2.1 De klacht houdt, zakelijk weergegeven, in dat verweerder tuchtrechtelijk verwijtbaar heeft gehandeld als bedoeld in artikel 46 Advocatenwet door:

a) klager onjuiste informatie te verstrekken omtrent mogelijke dienstverlening en de reactie aan de wederpartij,

b) zonder toestemming van klager in klagers zaak te handelen,

c) klagers dossier incompleet aan de opvolgend advocaat over te dragen.

3 BEOORDELING

3.1 Op de klacht kan met toepassing van art. 46g Advocatenwet door de voorzitter worden beslist.

3.2 Verweerder is een kantoorgenoot van mr. D. Mr. D behandelde enkele zaken van klager, waaronder de afwikkeling van een arbeidsconflict tussen klager en Consumenten Advies Nederland BV. Er ontstond tussen klager en Consumenten Advies Nederland BV een nieuw conflict omdat klager een bepaalde transactie van een zekere Z, gelieerd met Consumenten Advies Nederland BV, om de (beweerdelijk) malafide financiering daarvan, door klager (beweerdelijk) gemeld bij de FIOD, onder de aandacht van de bij die transactie betrokken makelaar had gebracht.

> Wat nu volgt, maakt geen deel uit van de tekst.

Issue #437, opened 2018-09-04
Types refactoring


moshababo:
1) We have two kind of order types: `Order` & `StampedOrder` (and their respective peer/own types). The first is used to define the fields which are needed to create an order, and the later the actual order which is being stored. The later is too verbose, and is used throughout the code base. We should change it to plain `Order`, and change the current `Order` (which is hardly being used) to something like `UnstampedOrder` / `RawOrder` (@sangaman suggested), or maybe `OrderFactory` (i'm suggesting).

3.3 Mr. D was van 16 juli 2012 tot of tot en met 20 juli 2012 afwezig. Klager werd naar aanleiding van bovenstaand conflict aangesproken door de raadsman van Consumenten Advies Nederland BV en de heer Z en onder dreiging van een kort geding als dat anders zou gaan gesommeerd om zijn onrechtmatige uitlatingen te staken en gestaakt te houden, om uiterlijk dinsdag 17 juli 2012 te bevestigen dat hij dat zou doen en om schriftelijk opgave te doen van de personen dan wel bedrijven of instanties die hij had benaderd.

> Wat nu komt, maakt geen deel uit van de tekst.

Issue #558, opened 2018-10-04
xucli output enhancements [WIP]


sangaman:
This issue is to track enhancements to the output from `xucli` to make it prettier and more user-friendly than the JSON outputs it's currently spitting out

A major point is the `getorders` output, which is currently a mess once you have more than a few orders. We should be displaying only key information and preferably in a table.

Generally speaking we'd want to convert epoch times into local date/times, enum numbers into their corresponding key strings, hide data that is not relevant to the user, and generally make output more concise and readable. Colors would be a bonus.

I figure this can be done across multiple PRs, so if you want to work on a particular command or feature just comment here and reference this issue in the PR.

https://www.npmjs.com/package/cli-table - This package looks promising for when we need to display tabular data, such as with `getorders`.

sangaman:
A suggestion from @offerm 

> My feedback relates to the CLI for buy and sell.
> As a user, I'm expecting to understand what is going on. If I place an order the outcome should be something like
> 'accepted and waiting' (with data)
> 'partially executed' (with data)
> 'fully executed' (with data)
> etc

erkarl:
Going to work on this one.

kilrau:
Check https://sparkswap.com/img/top-fold-terminal.gif @erkarl

kilrau:
https://github.com/ExchangeUnion/xud/issues/620 takes care of the [described](https://github.com/ExchangeUnion/xud/issues/558#issuecomment-428205056) place buy/sell order output.

kilrau:
How about a 'command preview' based on the alphabetically first (on first use of CLI session) or last used command?
![image](https://user-images.githubusercontent.com/19181985/48129236-2a20f500-e289-11e8-8467-0277971355f1.png)

sangaman:
Off the top of my head I don't know how that would be done, but if it's doable then it would be nice for sure.

erkarl:
I'd push this under future improvements/someday/nice to have.

kilrau:
This issue is about going through all CLI outputs and format them properly to be more friendly and readable. Mostly creating tables for `list` and `getinfo`.

rsercano:
I suppose all related issues already have PR. Let me know if there's additional work required

kilrau:
All have PRs or separate issues. Closing here.

PR #600, opened 2018-10-24
feat(cli): show table for getorders

ghost:
Related: https://github.com/ExchangeUnion/xud/issues/558

This PR modifies the getorders cli to return results in a table:
screen shot 2018-10-24 at 16 23 27

With the current implementation all trading pairs are displayed in the same table and can be distinguished by "Pair" column. Should we keep it this way or display a separate table for each pair?

For drawing the table I chose [cli-table3](https://github.com/cli-table/cli-table3) dependency as it's based on cli-table and cli-table2 which are no longer maintained. Additionally cli-table3 has TypeScript support.

I'm thinking we should add additional cli `--raw` option for users who want to receive raw output (perhaps for debugging purposes?).

### DIFF
--- a/bin/xucli
+++ b/bin/xucli
@@ -27,6 +27,12 @@ require('yargs')
       describe: 'Path to the TLS certificate of xud',
       type: 'string',
     },
+    json: {
+      alias: 'j',
+      describe: 'Display output in json format',
+      type: 'boolean',
+      default: false,
+    },
   })
   .commandDir('../dist/cli/commands/', { recurse: true })
   .demandCommand(1, '')
--- a/lib/cli/command.ts
+++ b/lib/cli/command.ts
@@ -40,15 +40,19 @@ interface grpcResponse {
  * @param argv the command line arguments
  * @param callback the callback function to perform a command
  */
-export const callback = (error: Error | null, response: grpcResponse) => {
-  if (error) {
-    console.error(`${error.name}: ${error.message}`);
-  } else {
-    const responseObj = response.toObject();
-    if (Object.keys(responseObj).length === 0) {
-      console.log('success');
+export const callback = (formatOutput?: Function) => {
+  return (error: Error | null, response: grpcResponse) => {
+    if (error) {
+      console.error(`${error.name}: ${error.message}`);
     } else {
-      console.log(JSON.stringify(responseObj, undefined, 2));
+      const responseObj = response.toObject();
+      if (Object.keys(responseObj).length === 0) {
+        console.log('success');
+      } else {
+        formatOutput
+          ? formatOutput(responseObj)
+          : console.log(JSON.stringify(responseObj, undefined, 2));
+      }
     }
-  }
+  };
 };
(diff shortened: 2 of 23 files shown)


sangaman:
Awesome! I pulled down the branch and played with it and it's looking nice. A couple things from a first pass:

- The `Time` column gets cut off for me, ending with `7:26:1…` instead of the full time. I'm thinking we maybe don't need this column tho, as I don't see it as important information just for seeing what's out there. I'm not used to seeing it on most orderbooks on actual exchanges (or if it's there, I don't notice). For me, it'd be nice to have but if it presents issues or takes up too much space we can drop it.

- Rather than have a column for buy/sell and a column for pair, I think it would be nice to have separate tables for each trading pair that is returned and to have all buys on the left side of the tables, and all sells on the right side of the table. Each side would have its own price, quantity, and own order column. 

- I think it would be nice to highlight our own orders a certain color, making it easy to see which orders are "out there" and which are ours. It could even serve as a replacement for the own order column if we don't have space, but then we'd need to make the meaning of the highlight clear to the user.

I really like the idea of a `--raw` option to just output the JSON as we do currently, that can be a global arg for all commands defaulting to `false`.

erkarl:
Without commiting code I'm posting another version for review. Based on the feedback I:
* removed the date column as it was taking up too much space
* removed the ID column since it wasn't really useful in terms of getting an overview of the orderbook
* moved buys to left side of the table & sells to the right
* removed own order column and marked own orders as cyan (I'm not sure if this is the best approach as it might not be apparent for everyone)

screen shot 2018-11-02 at 12 39 14

sangaman:
It feels like there'd be room for the Own Orders column maybe? Then the highlighting will also make sense. I think it looks great otherwise.

erkarl:
I think we can fit in "Own Order" column - the reason I didn't add it was because it felt weird having it "No" for 99% of the cases.

I'll add it for now. We can always remove it in the future when the network's orderbook grows.

erkarl:
Updated with code + added "Own Order" column.

bin/xucli
```diff
@@ -27,6 +27,12 @@ require('yargs')
       describe: 'Path to the TLS certificate of xud',
       type: 'string',
     },
+    raw: {
```
sangaman: For this option, how about calling it `json` with a `-j` flag and description `Display output in json format`. My thinking is that the "raw" responses are serialized data and that the json output is actually formatted. This makes it clear that the output will be in JSON.

sangaman (commented):
Looks great, just a couple of things:

I see that you've colored the "Buy" side red and the "Sell" side green. I'm used to seeing these colors in reverse. Buys are green, sells are red.

Also, about having to print "No" over and over, you could maybe just put an "X" in the column for own orders and leave it empty for peer orders. Or you could only write "Yes" for own orders if "X" is confusing. Just an idea, I'd be fine with how it is currently.

bin/xucli
erkarl: Calling it `json` instead of `raw` feels way better.

erkarl:
@sangaman updated. Let me know if you have reviewed and agree with the changes so I can squash them.

sangaman (approved):
Awesome.

One idea I had, but not for this PR, would be to have a node's alias or node pubkey in the table. I'll open a separate issue to discuss it, but I think this will be a big improvement.

PR #603, opened 2018-10-26
refactor(p2p/orderbook): group peer orders by peerPubKey

erkarl:
This PR is a clone of https://github.com/ExchangeUnion/xud/pull/589 because Travis builds were rejected for the latter.

* rename `this.peerOrders` to `this.peersOrders`.
* change `this.peersOrders` so that instead of having two maps of `orderId` to `StampedPeerOrder` for buys and sells, we now have multiple pairs of buy/sell maps like that nested within a map of `peerPubKeys`.
* remove basic type `orderId: string`
* log generic error message for order invalidation (remove error
handling from `Orderbook.removePeerOrder`

### DIFF
--- a/lib/orderbook/MatchingEngine.ts
+++ b/lib/orderbook/MatchingEngine.ts
@@ -11,9 +11,7 @@ type SplitOrder = {
   remaining: StampedOrder;
 };
 
-type orderId = string;
-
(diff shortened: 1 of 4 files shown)


erkarl:
Didn't work. Closing.

PR #125, opened 2014-02-06
Add Italian Language

sniperwolf:
Add Italian Language


GaryJones:
Hi @sniperwolf. Some Italian language files now exist in the [languages directory](https://github.com/Automattic/liveblog/tree/master/languages) - is there anything in those files that need improvement? (I don't think the latest `.pot` for 1.9 has been added yet)

PR #129, opened 2014-02-15
Create liveblog-it_IT.mo

misterfunk74:
.mo file for Italian localization


justnorris:
This has been open for quite a while. There is a newer version of the liveblog-it_IT.mo file in the repository. Closing.

PR #143, opened 2014-05-21
Remove font family and pixel font sizes

philipjohn:
When using this for a project today I noticed that the plugin CSS includes pixel-specific font sizes and specifies font family.

Rather, it'd be nicer if the plugin obeyed fonts and sizes from the theme and this pull request aims to achieve that.

### DIFF
--- a/css/liveblog.css
+++ b/css/liveblog.css
@@ -1,7 +1,6 @@
 /* =Container
 -------------------------------------------------------------- */
 #liveblog-container {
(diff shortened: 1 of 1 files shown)


GaryJones:
Closing this PR as it's over 10 years old and the CSS has been completely rewritten since then (now uses SCSS with the React-based frontend). The principle of using theme fonts is still valid, but would need a fresh approach with the current codebase. Thank you for the contribution\!

Issue #108, opened 2013-08-18
Deleting updated entries doesn't work


ehg:
When deleting a previously updated entry, the supposedly deleted entry will show up on a page refresh. 

To reproduce:
- Publish an entry, with text "foo"
- Edit the entry, with text "bar"
- Delete the entry
- Refresh the page

The desired outcome is that the entry does not appear, the actual outcome is that the "bar" entry is still there - and won't be deleted properly until it is deleted again.

PR #159, opened 2014-08-28
Fix: Deleting updated entries doesn't work #108

hbarroso:


rebeccahum:
This one also fixes #243

classes/class-wpcom-liveblog-entry.php
```diff
@@ -66,10 +66,13 @@ public function for_json() {
 	}
 
 	public function get_fields_for_render() {
-		$entry_id     = $this->comment->comment_ID;
-		$post_id      = $this->comment->comment_post_ID;
```
rebeccahum: I don't think `$post_id` needs to be replaced.

philipjohn:
I believe this was fixed by #309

3.4 Verweerder nam de zaken van mr. D waar. Op 16 juli 2012 kwam op het kantoor een dringende e-mail van klager over deze kwestie binnen. Dat was om 12.02 uur. Verweerder heeft daarop gereageerd. In dat bericht heeft hij aangegeven dat hij de praktijk van mr. D waarnam en daarbij viel het woord vakantie. Mr. D was evenwel niet met vakantie maar namens de Orde van Advocaten, als waarnemer, naar een bepaald strafproces in Turkije. Vakantie of geen vakantie, het doet er niet toe in dit verband: mr. D was afwezig en dat is waar het om gaat en wel tot of tot en met vrijdag 20 juli 2012, dat wil zeggen gedurende de termijn waarbinnen gereageerd moest worden. Klachtonderdeel a is derhalve kennelijk ongegrond.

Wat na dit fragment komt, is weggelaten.